Easily avoidable technical debt is something that could have reasonably be predicted at the early stage and solved by just making better decisions. Maybe not split your application to 30 services and then run it on Kubernetes? Maybe rather than separate services, pay attention to have proper modules and APIs within your application and your application will just fit couple of servers? Maybe having function calls rather thancascade of internal network hops is cheap way to get good performance rather than (ignore Amdahl's law and) try to incorporate some exotic database that nobody knows and will have to start learning from scratch?

Then people rewrite these projects and rather than understanding what caused the previous version to fail -- just repeat the same process only with new application stack.

jfoutz · on Aug 25, 2021

[flagged]

lmilcin · on Aug 25, 2021

We know because that communication happens on UDP and each packet on app layer has sequence number. It is used on receiving side to rebuild sequence of packets (events from the exchange can only be understood correctly when processed in same order as generated and only if you have complete stream -- you can't process a packet until you processed the one preceding it). It is trivial to detect that we haven't missed a packet.

We had a special alert for a missing packet. To my knowledge that has never activated in production except for exchange-mandated tests (the exchange runs tests regularly to ensure every brokerage house can handle faults in communications, maximum loads, etc.)

If a packed was missed, the same data is replicated on another, independent link through another carrier.

And if this wasn't enough, if your system is down (which it shouldn't happen during trading) you can contact exchange's TCP service and request for the missing sequences. But that never happened, either.

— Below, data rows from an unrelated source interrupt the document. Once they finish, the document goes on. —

PR #6042, opened 2022-03-26
Import ABC from collections.abc for Python 3.10 compatibility.

tirkarthi:
Importing ABC from `collections` was deprecated since Python 3.4 and removed in Python 3.10 . Use `collections.abc` instead.


willkg (approved):

willkg:
Thank you!

PR #6045, opened 2022-03-29
Make sure fakesentry is up before running tests

willkg:
This adds a waitfor for fakesentry to make sure it's up and running before the tests start. Hopefully this fixes the issues CI is having today.

This also changes waitfor to default to 15 seconds which matches urlwait.

This also removes the hard-coded database value from the test.sh script.


willkg:
Ugh. So frustrating.

PR #6052, opened 2022-04-01
bug 1755095: fix TelemetryBotoS3CrashStorage to not use super search fields

willkg:
This redoes TelemetryBotoS3CrashStorage to build the crash document it
sends to telemetry ingestion solely from the processed crash.

This no longer uses super search fields and reduces some of the tangling
between crash storage systems which is creating a lot of problems.

The processed crash contains data that has been normalized and
validated, so it's a better source to use than the raw crash. This
handles a few historical naming issues, but otherwise it's pretty
straight-forward and driven entirely by the telemetry_socorro_crash.json
schema.

### DIFF
--- a/socorro/external/boto/crashstorage.py
+++ b/socorro/external/boto/crashstorage.py
@@ -15,7 +15,6 @@ from socorro.external.crashstorage_base import (
     CrashIDNotFound,
     MemoryDumpsMapping,
 )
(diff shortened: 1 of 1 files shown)


willkg:
Let's land this and see how it fares on stage. I tested it with 1,000 crash reports and it seems fine, but testing it on stage over the weekend will be more comprehensive.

As we really liked this pattern, we built a small framework and used it for internal communication as well including data flowing to traders' workstations.

Mind, that neither the carrier link, the networking devices or people who maintain it are cheap.

t0mas88 · on Aug 25, 2021

In regular trading (not crypto, see the other comment about the volume differences) it is common to tune Java for example to run GC outside of trading hours. That works if you don't allocate new heap memory in every transaction/message but instead only use the stack + pre-allocated pools.